Our last hospital visit, nearly three weeks ago, brought good news and the promise of bad. First, the good: E’s platelets were once again at a very healthy level, leading us further toward the conclusion that her ITP may, in fact, be in remission. Two and a half years after diagnosis, this should have been cause to celebrate. But at its heels was the not-so-good news: Despite the fact that the past round of bloodwork testing for intestinal disorders such as colitis, Crohn’s and Celiac’s all came up negative in March, the pediatric gastroenterologist, Dr. S., believed that E does, in fact, have Crohn’s. (Apparently a fair number of her Crohn’s patients also tested negative on the bloodwork but still had it. In the wide world of medicine, they call that a false negative.) We were sent off to do more at-home tests and, depending on those results, the high likelihood of an impending colonoscopy.
This happiness was followed by our looping back to E’s hematologist, Dr. B. After she left the room I asked him, point blank, “Is this going to suck as much as ITP?” to which he replied, “It’s probably going to suck even more.”
The last at-home tests confirmed the need for a colonscopy. But the doctor’s first available morning appointment isn’t for another three weeks. And so we wait. And, as I have for the past two and a half years–since December 5, 2009, to be exact–I try to keep things as normal as possible.
The good part is, this time of year we’re almost too busy, it being high season with my work (mostly conferences) and E involved in an upcoming variety show, her ice skating show, and B just getting elected to the board of education and now gearing up for that. It seems like spring and fall explode with activities and not enough time to do them all–and I welcome all the distractions.
But in those quiet moments, in between A and B, I’m left with my thoughts. And though I fight every day not to live there, I feel like worry is my undercurrent–always there beneath the surface, ready to bubble up.
The rational mind says, “There’s no point in worrying. Worry when you have to.”
Dr. B. says, “Promise me one thing. DO NOT go online to research this until you know exactly what you’re dealing with.”
My friends ask, “How are you doing?” They want to know what it feels like.

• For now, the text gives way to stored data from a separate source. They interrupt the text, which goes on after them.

PR #1103, opened 2025-05-03
Restore DocC `@Comment` blocks to documentation line comments

stmontgomery:
This reverts a portion of the changes I made in #836 which converted triple-`///` style DocC `@Comment` blocks to double-`//` style code comments. That change was needed at the time because our documentation was still rendered using pre-Swift 6.1 toolchains, but now `@Comment` blocks are supported by DocC in documentation comments (as of https://github.com/swiftlang/swift-docc/pull/1107) so we can restore these.

I needed to move some of these comment blocks up before `## See Also` sections to avoid a DocC warning about items in lists not being links.

### Checklist:


stmontgomery:
@swift-ci please test

PR #1105, opened 2025-05-04
Synthesize display names for de facto suites with raw identifiers.

### LINKED ISSUE #1104: Raw identifiers for suite types aren't treated as display names
Run the following code:

```swift
import Testing

struct `My example tests` {
    @Test func `one little test`() {}
    @Test func `and/another/one`() {}
}
```

The test functions are correctly treated as having display names, but the suite is not. Because it doesn't have `@Suite`, its name is inferred at runtime instead of at compile time. Adding `@Suite` correctly infers the name.

This should be a mostly trivial fix: if the name of the type is a raw identifier and the suite is synthesized, treat the type name as the suite's display name.

~~There's an edge case here where backticks are used for names that are _not_ raw (e.g. struct \`notraw\`), but we would need to pull in swift-syntax at runtime to detect those. We can change the rules here and simply infer that any use of backticks around a type or function name produces a display name (but won't produce the diagnostic we get when you also specify a display name with a string literal, because it might be necessary in that case I guess.)~~ No there isn't, because such names won't have backticks when demangled. So we're fine.

grynspan:
This PR ensures that suite types that don't have the `@Suite` attribute but which _do_ have raw identifiers for names are correctly given display names the same way those with `@Suite` would be. This PR also ensures that we transform spaces in raw identifiers after they are demangled by the runtime--namely, the runtime replaces ASCII spaces (as typed by the user) with Unicode non-breaking spaces (which aren't otherwise valid in raw identifers) in order to avoid issues with existing uses of spaces in demangled names. We want to make sure that identifiers as presented to the user match what the user has typed, so we need to transform these spaces back. No changes in this area are needed for display names derived during macro expansion because we do the relevant work based on the source text which still has the original ASCII spaces.

This PR also deletes the "`raw$`" hack that I put in place when originally implementing raw identifier support as the entire toolchain supports them now.

Resolves #1104.

### Checklist:


grynspan:
@swift-ci test

grynspan:
@swift-ci test

grynspan:
9sswjj

grynspan:
Looks like the Windows toolchain doesn't support these identifiers yet @allevato @compnerd.

grynspan:
@swift-ci test

grynspan:
@swift-ci test

Sources/Testing/Parameterization/TypeInfo.swift
```diff
@@ -142,6 +142,34 @@ func rawIdentifierAwareSplit<S>(_ string: S, separator: Character, maxSplits: In
...
+  /// normal ASCII spaces with non-breaking spaces to maintain compatibility
+  /// with historical usages of spaces in mangled name forms. Non-breaking
+  /// spaces are not otherwise valid in raw identifiers, so this transformation
+  /// is reversible.
+  private static func _rewriteNonBreakingSpacesAsASCIISpaces(in rawIdentifier: some StringProtocol) -> String? {
+    guard rawIdentifier.contains("\u{00A0}") else {
+      return nil
+    }
+
+    let result = rawIdentifier.lazy.map { c in
```
allevato, line 163: Not important: My experience has led me to operate on Unicode scalar views in situations like this where I don't need grapheme clustering so I don't pay the extra cost of it. It's probably not going to be a big bottleneck here, but that's just my habit 🤷🏻‍♂️

allevato:
> https://ci-external.swift.org/job/swift-testing-pull-request-windows/1474/consoleText
> 
> Looks like the Windows toolchain doesn't support these identifiers yet @allevato @compnerd.

I'm not sure what's going on there; I wouldn't have been able to merge the original support if it didn't work on Windows. Both the old C++ parser and the Swift parser handle them. Any ideas @compnerd ?

allevato (approved):

compnerd:
> > https://ci-external.swift.org/job/swift-testing-pull-request-windows/1474/consoleText
> > Looks like the Windows toolchain doesn't support these identifiers yet @allevato @compnerd.
> 
> I'm not sure what's going on there; I wouldn't have been able to merge the original support if it didn't work on Windows. Both the old C++ parser and the Swift parser handle them. Any ideas @compnerd ?

I'm not sure - could it be missing cherry-picks?

allevato:
> I'm not sure - could it be missing cherry-picks?

Hmm. The raw identifier changes were merged before 6.2 was branched, and the tag history [here](https://github.com/swiftlang/swift/pull/76636/commits/d94bd80c6263b7aad5b8cd9bc7308757f4fb1282) shows that it's present in the 6.2 dev snapshots so far: `swift-6.2-DEVELOPMENT-SNAPSHOT-2025-04-21-a`, `swift-6.2-DEVELOPMENT-SNAPSHOT-2025-04-23-a`, and `swift-6.2-DEVELOPMENT-SNAPSHOT-2025-04-24-a`.

But the Swift version info in that log says `Swift version 6.2-dev (LLVM d9449c924457b3a, Swift b57f8a9750f4b7b)`, and [commit `b57f8a9750f4b7b` is from March 9](https://github.com/swiftlang/swift/commit/b57f8a9750f4b7bd7c189a11a897a62be02d5e63).

Is something lagging behind?

grynspan:
@shahmishal Is our Windows job pinned to an old build?

Sources/Testing/Parameterization/TypeInfo.swift
grynspan: I can change it.

grynspan:
@swift-ci test

Tests/TestingTests/MiscellaneousTests.swift
```diff
@@ -297,15 +297,25 @@ struct MiscellaneousTests {
...
-    #expect(id.nameComponents == ["MiscellaneousTests", "`raw_identifier_provides_a_display_name`()"])
+    #expect(id.nameComponents == ["MiscellaneousTests", "`Test with raw identifier gets a display name`()"])
   }
 
+  @Test func `Suite type with raw identifier gets a display name`() throws {
+    struct `Suite With De Facto Display Name` {}
+    let typeInfo = TypeInfo(describing: `Suite With De Facto Display Name`.self)
+    let suite = Test(traits: [], sourceLocation: #_sourceLocation, containingTypeInfo: typeInfo, isSynthesized: true)
+    let displayName = try #require(suite.displayName)
+    #expect(displayName == "Suite With De Facto Display Name")
```
stmontgomery, line 316: Can we test (and formally define) what the `name` property of such a suite is? That'll be important to commit to in terms of tools integration

Sources/Testing/Test.swift
```diff
@@ -209,8 +209,13 @@ public struct Test: Sendable {
...
     isSynthesized: Bool = false
   ) {
-    self.name = containingTypeInfo.unqualifiedName
-    self.displayName = displayName
+    let name = containingTypeInfo.unqualifiedName
+    self.name = name
+    if let displayName {
+      self.displayName = displayName
+    } else if isSynthesized && name.count > 2 && name.first == "`" && name.last == "`" {
+      self.displayName = String(name.dropFirst().dropLast())
```
stmontgomery, line 217: Does this handle backticks in parameter labels?

Tests/TestingTests/MiscellaneousTests.swift
grynspan: It's the name of the type, same as it ever was.

Sources/Testing/Test.swift
grynspan: There are no parameters in suite names.

Tests/TestingTests/MiscellaneousTests.swift
stmontgomery: Can we add an `#expect` validating `name`, though?

grynspan:
@swift-ci test

grynspan:
macOS CI is waiting for resources. Tested at desk and it's passed CI previously.

PR #1115, opened 2025-05-15
Polling confirmations (under Experimental spi)

younata:
This implements polling confirmations, as described in [ST-NNNN](https://github.com/younata/swift-evolution/blob/younata/testing-polling-expectations/proposals/testing/NNNN-polling-confirmations.md).

### Motivation:

Being able to monitor changes in the background is something of immense value. Swift Testing already provides an API for this in the `confirmation` api. However, I've found the `confirmation` to be hard to work with at times - it requires you to set up a callback for when something changes, which is not always possible or even the right thing to do. Polling provides a very general approach to monitoring all kinds of changes.

### Modifications:

This adds a new set of macros for handling polling. A new public enum for the 2 separate polling behaviors, and new types to actually implement polling. All under the experimental spi.

### Checklist:


Sources/Testing/Polling/Polling.swift
```diff
@@ -0,0 +1,293 @@
...
+    return await withTaskGroup { taskGroup in
+      taskGroup.addTask {
+        do {
+          try await Task.sleep(for: timeout)
+        } catch {}
+        // Task.sleep will only throw if it's cancelled, at which point this
+        // taskgroup has already returned and we don't care about the value
+        // returned here.
+        return await pollingProcessor.didTimeout()
+      }
```
younata, line 225: Per [discussion in forum](https://forums.swift.org/t/pitch-polling-expectations/79866/15), this is unsafe & needs to be rethought.

Sources/Testing/Polling/Polling.swift
```diff
@@ -0,0 +1,293 @@
...
+  /// A type to record the last value returned by a closure returning an optional
+  /// This is only used in the `#require(until:)` macro returning an optional.
+  private actor Recorder<R: Sendable> {
+    var lastValue: R?
+
+    /// Record a new value to be returned
+    func record(value: R) {
+      self.lastValue = value
+    }
+  }
```
younata, line 183: Ugh. I really dislike this approach, but I wanted to get this PR up so that others could actually test this proposal out & I couldn't think of a better way to handle this. Hopefully one of the benefits of a non-timed-based approach to polling will be that returning values will be much simpler/not a tacked-on hack.

Sources/Testing/Polling/Polling.swift
```diff
@@ -0,0 +1,293 @@
...
+        isRequired: isRequired,
+        sourceLocation: sourceLocation
+      )
+    case .cancelled:
+      Issue(
+        kind: .system,
+        comments: comments,
+        sourceContext: sourceContext
+      ).record()
+    }
```
younata, line 85: a) I'm going to deduplicate this analysis with the nearly-identical section in the other version of `run`. But time constraints & a desire to let others try out this code were why this was left in.
b) I'd really like to be able to provide additional explanations behind why each issue is recorded, but it wasn't clear what additional arguments to Issue (if any, maybe I need to set a property and I missed that?) I should use to provide that additional context.

Tests/TestingTests/PollingTests.swift
```diff
@@ -0,0 +1,352 @@
...
+        var configuration = Configuration()
+        configuration.eventHandler = { event, _ in
+          if case .issueRecorded = event.kind {
+            failed()
+          }
+        }
+        await Test {
+          await #expect(until: .passesOnce) { false }
+        }.run(configuration: configuration)
+      }
```
younata, line 48: I'm going to write a test helper to make it much easier to verify that issues were reported, as `withKnownIssue` is the wrong semantics for what I want. I'm also tempted to make it available under `ForToolsIntegrationOnly`, but I also think that should be a separate pitch?

I really want something that I can use like:

```swift
let issues = await collectIssues {
    #expect(Bool(false))
}
```

Tests/TestingTests/PollingTests.swift
```diff
@@ -0,0 +1,352 @@
...
+}
+
+extension DurationProtocol {
+  fileprivate func isCloseTo(other: Self, within delta: Self) -> Bool {
+    var distance = self - other
+    if (distance < Self.zero) {
+      distance *= -1
+    }
+    return distance <= delta
+  }
```
younata, line 343: I want this to be in the swift standard library and apply to all numeric types. It would make comparing floating point types so much more doable.

In my ideal world, this would work like `1.000001 == 1 ± 1e-3` (or `1.00001 == 1 +- 1e-3`, to avoid using the hard-to-type ± symbol). But that would involve adding another ternary operator to the language, and would be much more involved that adding a method to a protocol in the standard library.

grynspan: swift-numerics has this, more or less, but we can't add it as a dependency of course. :)

Sources/Testing/Issues/Issue.swift
```diff
@@ -38,6 +38,15 @@ public struct Issue: Sendable {
...
     indirect case confirmationMiscounted(actual: Int, expected: any RangeExpression & Sendable)
 
+    /// An issue due to a polling confirmation having failed.
+    ///
+    /// This issue can occur when calling ``confirmation(_:until:within:pollingEvery:isolation:sourceLocation:_:)-455gr``
+    /// or
+    /// ``confirmation(_:until:within:pollingEvery:isolation:sourceLocation:_:)-5tnlk``
+    /// whenever the polling fails, as described in ``PollingStopCondition``.
+    @_spi(Experimental)
+    case pollingConfirmationFailed
```
grynspan: Should we include any associated values with this case? e.g. to inform the console output for this issue kind.

younata: That seems reasonable to do. Maybe for if an error was thrown, and if the stopping condition fails?

younata: Here's what I'm thinking right now:

```swift
/// A type defining why a Polling Confirmation failed
@_spi(Experimental)
public enum PollingConfirmationFailureReason: Sendable {
  /// The polling confirmation failed because the stop condition failed.
  ///
  /// If the stop condition is ``PollingStopCondition.firstPass``, then this
  /// this means that the polling confirmation exceeded the number of polling
  /// iterations without the `body` closure having returned true or a non-nil
  /// value.
  ///
  /// If the stop condition is ``PollingStopCondition.stopsPassing``, then this
  /// means that the `body` closure returned false or nil before the polling
  /// confirmation reached the number of polling iterations.
  case stopConditionFailed(PollingStopCondition)

  /// The polling confirmation failed because the `body` closure threw an error.
  indirect case errorThrown(_ error: any Error)
}
```

Thoughts?

grynspan: If an error is thrown, do we want to treat that as the polling confirmation failing _per se_, or just a separate issue of kind `.errorCaught()` and the polling confirmation just doesn't record any sort of result?

Tests/TestingTests/PollingTests.swift
```diff
@@ -0,0 +1,544 @@
...
+        try await confirmation(until: stop, pollingEvery: .milliseconds(1)) {
+          await incrementor.increment() != 0
+        }
+        let count = await incrementor.count
+        #expect(count == 100)
+      }
+
+      @available(_clockAPI, *)
+      @Test(
+        "When test configuration porvided, uses the test configuration",
```
plemarquand:
```suggestion
        "When test configuration provided, uses the test configuration",
```

Sources/Testing/Traits/PollingConfigurationTrait.swift
```diff
@@ -0,0 +1,74 @@
...
+/// To add this trait to a test, use the ``Trait/pollingConfirmationDefaults``
+/// function.
+@_spi(Experimental)
+@available(_clockAPI, *)
+public struct PollingConfirmationConfigurationTrait: TestTrait, SuiteTrait {
+  /// The stop condition to this configuration is valid for
+  public var stopCondition: PollingStopCondition
+
+  /// How long to continue polling for. If nil, this will fall back to the next
+  /// inner-most `PollingUntilStopsPassingConfigurationTrait.duration` value.
```
plemarquand: I think `PollingUntilStopsPassingConfigurationTrait` was renamed. Should this now be `PollingConfirmationConfigurationTrait`?

Sources/Testing/Traits/PollingConfigurationTrait.swift
```diff
@@ -0,0 +1,74 @@
...
+  /// If no non-nil values are found, then it will use 1 second.
+  public var duration: Duration?
+
+  /// The minimum amount of time to wait between polling attempts. If nil, this
+  /// will fall back to earlier `PollingUntilStopsPassingConfigurationTrait.interval`
```
plemarquand: And here

Sources/Testing/Traits/PollingConfigurationTrait.swift
```diff
@@ -0,0 +1,74 @@
...
+extension Trait where Self == PollingConfirmationConfigurationTrait {
+  /// Specifies defaults for polling confirmations in the test or suite.
+  ///
+  /// - Parameters:
+  ///   - stopCondition: The `PollingStopCondition` this trait applies to.
+  ///   - duration: The expected length of time to continue polling for.
+  ///     This value may not correspond to the wall-clock time that polling
+  ///     lasts for, especially on highly-loaded systems with a lot of tests
+  ///     running.
+  ///     if nil, polling will be attempted for approximately 1 second.
```
plemarquand:
```suggestion
  ///     If nil, polling will be attempted for approximately 1 second.
```

Tests/TestingTests/PollingTests.swift
```diff
@@ -0,0 +1,544 @@
...
+        if case .pollingConfirmationFailed = $0.kind {
+          return true
+        } else {
+          return false
+        }
+      })
+    }
+
+    @available(_clockAPI, *)
+    @Test("if the closures starts off as true, but becomes false")
```
plemarquand:
```suggestion
    @Test("if the closure starts off as true, but becomes false")
```

Sources/Testing/Polling/Polling.swift
```diff
@@ -0,0 +1,459 @@
...
+  ///   this will record an issue.
+  @discardableResult func evaluateOptional<R>(
+    isolation: isolated (any Actor)?,
+    _ body: @escaping () async -> sending R?
+  ) async throws -> R {
+    precondition(duration > Duration.zero)
+    precondition(interval > Duration.zero)
+    precondition(duration > interval)
+
+    let iterations = max(Int(duration.seconds() / interval.seconds()), 1)
```
plemarquand: While improbable, it is possible to provide inputs that will crash here:
```
let duration = Duration.seconds(Int.max)
let interval = Duration.milliseconds(1) 
```

plemarquand (commented):
Overall looking really great. Just one comment and a bunch of documentation nits.

Sources/Testing/Polling/Polling.swift
younata: Good catch! Thanks!

Sources/Testing/Polling/Polling.swift
```diff
@@ -0,0 +1,463 @@
...
+// Copyright (c) 2025 Apple Inc. and the Swift project authors
+// Licensed under Apache License v2.0 with Runtime Library Exception
+//
+// See https://swift.org/LICENSE.txt for license information
+// See https://swift.org/CONTRIBUTORS.txt for Swift project authors
+//
+
+/// Default values for polling confirmations.
+@available(_clockAPI, *)
+internal let defaultPollingConfiguration = (
```
stmontgomery: Can this be `private`?

```suggestion
private let _defaultPollingConfiguration = (
```

Sources/Testing/Confirmations/Polling.swift
stmontgomery, line 1: New files, such as this one and `PollingConfigurationTrait.swift`, need to be added to the CMake scripts. Can you be sure to add them there? See the file list in `Sources/Testing/CMakeLists.txt`.

stmontgomery, line 1: In terms of the placement of this new file, I'd like to suggest instead of creating a new `Polling/` subdirectory we create a new `Confirmations/` subdirectory, add move the existing `Confirmation.swift` to that new directory, and place this new file there too.

(And if you _do_ take this suggestion and move some files around, be sure to adjust the CMake files accordingly.)

Sources/Testing/Polling/Polling.swift
```diff
@@ -0,0 +1,463 @@
...
+  /// If the expression only returns true before the timeout is reached, then
+  /// no failure will be reported.
+  /// If the expression does not finish evaluating before the timeout is
+  /// reached, then a failure will be reported.
+  case stopsPassing
+}
+
+/// A type describing why polling failed
+@_spi(Experimental)
+public enum PollingFailureReason: Sendable, Codable {
```
stmontgomery: I think this `PollingFailureReason` enum would feel more natural nested within `PollingFailedError`, and then its name could be simplified to `Reason` (or fully-qualified, `PollingFailedError.Reason`).

grynspan: Or could `PollingFailedError` be the `enum` itself, then we don't need a nested type? (Either way we've got a `public enum` here.)

younata: Fair idea. The main reason for keeping `PollingFailedError` a struct is to make the conformance to `CustomIssueRepresentable` simple and obvious.

For what test authors consume, I expect `PollingFailedError.Reason` provides enough information for them to do anything custom - they can't really access `sourceContext` in the general case, and `comment` likely isn't that useful to handle?

I'm inclined to keep with @stmontgomery's suggestion right now, but I definitely see @grynspan's argument.

Sources/Testing/Confirmations/Polling.swift
```diff
@@ -0,0 +1,462 @@
...
+///   - stopCondition: When to stop polling.
+///   - duration: The expected length of time to continue polling for.
+///     This value may not correspond to the wall-clock time that polling lasts
+///     for, especially on highly-loaded systems with a lot of tests running.
+///     If nil, this uses whatever value is specified under the last
+///     ``PollingConfirmationConfigurationTrait`` added to the test or suite
+///     with a matching stopCondition.
+///     If no such trait has been added, then polling will be attempted for
+///     about 1 second before recording an issue.
+///     `duration` must be greater than 0.
```
jerryjrchen: Might also be worth mentioning that `duration > interval` based on the current implementation.

Although from a user perspective, should `duration == interval` be permissible? I would interpret that basically a single poll (so perhaps not very useful), but still a possible use case.

Sources/Testing/Confirmations/Polling.swift
```diff
@@ -0,0 +1,462 @@
...
+      return false
+    }
+  }
+}
+
+/// Confirm that some expression eventually returns a non-nil value
+///
+/// - Parameters:
+///   - comment: A user-specified comment describing this confirmation.
+///   - stopCondition: When to stop polling.
```
jerryjrchen, line 109: As obvious as it might sound, I think it would help to explicitly note that `nil` maps to the `false` stop condition. That could either go here or maybe in the docs for `PollingStopCondition`. Based on my reading of the docs for `firstPass`, I assumed it would only be used with `Bool` and not with optional return types as well:

```
  /// Evaluates the expression until the first time it returns true.
  /// If it does not pass once by the time the timeout is reached, then a
  /// failure will be reported.
  case firstPass
```

jerryjrchen:
The link in the description links to the old path for the proposal doc. I think it should be updated to point to https://github.com/younata/swift-evolution/blob/younata/testing-polling-expectations/proposals/testing/NNNN-polling-confirmations.md instead

(I think I have edit permissions to make this description change but wasn't sure if that would be polite to do 😅 )

Sources/Testing/Confirmations/Polling.swift
```diff
@@ -0,0 +1,462 @@
...
+    precondition(duration > interval)
+
+    let iterations = Int(exactly:
+        max(duration.seconds() / interval.seconds(), 1).rounded()
+    ) ?? Int.max
+    // if Int(exactly:) returns nil, then that generally means the value is too
+    // large. In which case, we should fall back to Int.max.
+
+    let failureReason: PollingFailedError.Reason
+    switch await poll(iterations: iterations, expression: body) {
```
jerryjrchen: Should the `isolation` parameter for this method also get forwarded to `poll`?

I'm not too familiar with actor isolated parameters so it's totally possible I'm missing something here.

Sources/Testing/Confirmations/Polling.swift
```diff
@@ -0,0 +1,462 @@
...
+  pollingDuration: Duration.seconds(1),
+  pollingInterval: Duration.milliseconds(1)
+)
+
+/// A type defining when to stop polling.
+/// This also determines what happens if the duration elapses during polling.
+@_spi(Experimental)
+public enum PollingStopCondition: Sendable, Equatable, Codable {
+  /// Evaluates the expression until the first time it returns true.
+  /// If it does not pass once by the time the timeout is reached, then a
```
jerryjrchen: Nit: would it make sense to say `duration` instead of `timeout` here? I don't see "timeout" appearing elsewhere in the polling confirmation API or documentation.

Sources/Testing/Confirmations/Polling.swift
```diff
@@ -0,0 +1,462 @@
...
+  fileprivate func process<R>(
+    expressionResult result: R?,
+    wasLastPollingAttempt: Bool
+  ) -> PollingProcessResult<R> {
+    switch self {
+    case .firstPass:
+      if let result {
+        return .succeeded(result)
+      } else {
+        return .continuePolling
```
jerryjrchen, line 229: I realised too late my note below is overly pedantic and I actually think this function is fairly clear as-is. I kinda already typed it out and figured I might as well share it though :)

I'd find it a bit clearer to check for the "timeout" scenario here compared to the call site in `poll`:

```suggestion
        return wasLastPollingAttempt ? .failed : .continuePolling
```

Or alternatively an early check on the last polling attempt which would simplify the switch:
```swift
    guard !wasLastPollingAttempt else {
      return result.map { .succeeded($0) } ?? .failed
    }

    switch self {
    // ...
```

Sources/Testing/Confirmations/Polling.swift
```diff
@@ -0,0 +1,462 @@
...
+    return issue
+  }
+}
+
+/// Poll expression within the duration based on the given stop condition
+///
+/// - Parameters:
+///   - comment: A user-specified comment describing this confirmation.
+///   - stopCondition: When to stop polling.
+///   - duration: The expected length of time to continue polling for.
```
jerryjrchen: Would it also be worth mentioning that time to run the body isn't accounted for in `duration`? I can see someone unfamiliar with the full details of polling confirmations writing something like:
```swift
      try await confirmation(until: .firstPass, within: .seconds(10)) {
        tenSecondLongOperation()
      }
```

And then being surprised it runs much longer than 10 seconds total.

Tests/TestingTests/PollingTests.swift
jerryjrchen, line 1: Thanks for the awesome comprehensive tests!

Tests/TestingTests/PollingTests.swift
```diff
@@ -0,0 +1,556 @@
...
+          within: .milliseconds(10)
+        )
+      )
+      func testUsesTestConfigurationOverSuiteConfiguration() async throws  {
+        let incrementor = Incrementor()
+        try await confirmation(until: stop, pollingEvery: .milliseconds(1)) {
+          await incrementor.increment() != 0
+        }
+        let count = await incrementor.count
+        #expect(await count == 10)
```
jerryjrchen: I think this `await` is unnecessary:
```suggestion
        #expect(count == 10)
```

Tests/TestingTests/PollingTests.swift
```diff
@@ -0,0 +1,556 @@
...
+          until: stop,
+          within: .milliseconds(50),
+          pollingEvery: .milliseconds(1)
+        ) {
+          await incrementor.increment() != 0
+        }
+        #expect(await incrementor.count == 50)
+      }
+
+#if !SWT_NO_EXIT_TESTS
```
jerryjrchen, line 439: Nice use of exit tests!

jerryjrchen (approved):
Overall this looks great to me, and I mostly had a bunch of nitpicks about the docs. I'll caveat by saying I've only read through the proposal recently and skimmed the pitch forum post, so I hope I didn't rehash a bunch of previous questions :)

Sources/Testing/Confirmations/Polling.swift
younata: Thanks for bringing this up!

I'll update the documentation & add some tests mentioning this.

I don't see any real harm in disallowing the case where `duration == interval`. It is not very useful - at least not at the moment - but to your point, it is a possible use case someone might have.

Sources/Testing/Confirmations/Polling.swift
younata: That's a good point. I'm going to update the docs for `PollingStopCondition` to be about pass/fail, and then have the documentation for both forms of `confirmation` specifically mention what is considered a pass/fail.

I'm also adding a test that explicitly documents the case where you return `false` when you pass in a closure returning `Optional<Bool>`.

Tests/TestingTests/PollingTests.swift
younata: I'm going to instead inline the `await incrementor.count` back into this and in the other places.

The reason this was separated out was to make debugging the test failure easier - the failure message when `incrementor.count` wasn't equal to 10 did not mention what the then-current value of `incrementor` was. But that's not necessary any longer.

Sources/Testing/Confirmations/Polling.swift
younata: I appreciate the feedback, and while pedantic, I do agree that makes it easier to read.

I think this is a good suggestion for clarity purposes. It does make the last line in `poll` redundant (`return .failed` after the for loop exits), but necessary to satisfy the compiler. I'll add a comment to the end of that method explaining this.

Sources/Testing/Issues/KnownIssue.swift
```diff
@@ -231,13 +231,13 @@ public func withKnownIssue(
   guard precondition() else {
     return try body()
   }
-  let scope = KnownIssueScope(issueMatcher: issueMatcher, context: Issue.KnownIssueContext(comment: comment))
+  let scope = IssueCapturingScope(captureSilently: false, issueMatcher: issueMatcher, context: Issue.KnownIssueContext(comment: comment))
```
younata, line 234: This is non-ideal. Ideally, `withKnownIssues` would call `captureIssues` and then operate on the number of issues returned, but I hit a few snags doing that which I haven't cleaned up yet.

Sources/Testing/Issues/IssueCapturing.swift
```diff
@@ -0,0 +1,165 @@
+//
+//  IssueCapturing.swift
+//  swift-testing
+//
+//  Created by Rachel Brindle on 8/24/26.
+//
+
```
younata, line 7: Replace this with the actual licensing header.

PR #1116, opened 2025-05-15
Include total number of suites in "run ended" console message

stmontgomery:
This enhances the console output message shown when a test run finishes by including the total number of suites which ran or skipped, after the total number of test functions. Example:

```
✔ Test run with 456 tests in 62 suites passed after 3.389 seconds.
```

The data was already being collected to support this, in a property named `suiteCount`, but it was not being used anywhere. So this PR adopts that property to augment the current "test run ended" message.

### Checklist:


stmontgomery:
@swift-ci please test

briancroom:
Nice, I like it!

briancroom (approved):

PR #1117, opened 2025-05-16
[CMake] Fix usage of lowercase or in condition

drodriguez:
CMake is a strange animal and some things are case sensitive, while others aren't. It seems that `if(<condition>)` logical operator `OR` is case sensitive, and `or` was not cutting it. At least for CMake 3.26.4.

If some CMake version allows `or`, it should also allow `OR`, so this change should not be a problem for those versions.

Most of the time these pieces are not actually hit, because the build system sets `SwiftTesting_MACROS` to `NO`, so this is skipped, which might explain why it has not been a problem.


drodriguez:
@michael-yuji can you check on your setup if this is a problem? I think a normal usage of `build-script` should not hit this line, which might explain why it was not a problem for you.

drodriguez:
@swift-ci test

grynspan (approved):

stmontgomery (approved):

stmontgomery (commented):
LGTM. Let me know if you need me to merge

michael-yuji (approved):
Lgtm too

I try to keep the worry at bay. I know—having been on both sides of it, the jinxing side and the optimist’s side—that you’re much better off saving the worry until you absolutely need it. But the truth is, it’s there. It can be diverted, but it cannot be denied.
My child is beautiful and full of life. And we have many happy moments full of laughter. And we try to make the best of things and enjoy the good moments. But at least two times a week, she complains of crippling stomach aches that stop her in her tracks. She’s had worse symptoms, too. There’s something to it—I fear the diagnosis of another chronic condition, promising more hospital visits, pain, and suffering; more to take her away from just being a kid. It feels unfair: Couldn’t she just get a break and be able to say she’s healthy, and know it’s the truth?
I’ve told her the basic facts, without embellishment. But knowing the contagion of moods, I have tried very hard to keep my worry as far away from her as possible. Perceptive and inquisitive, she probably senses in part what’s going on, though. I am not that good an actress, and she’s too good an investigative reporter.
And so we wait. And will face whatever it is with realism and, yes, a good dose of hopefulness. Because that’s just how we roll.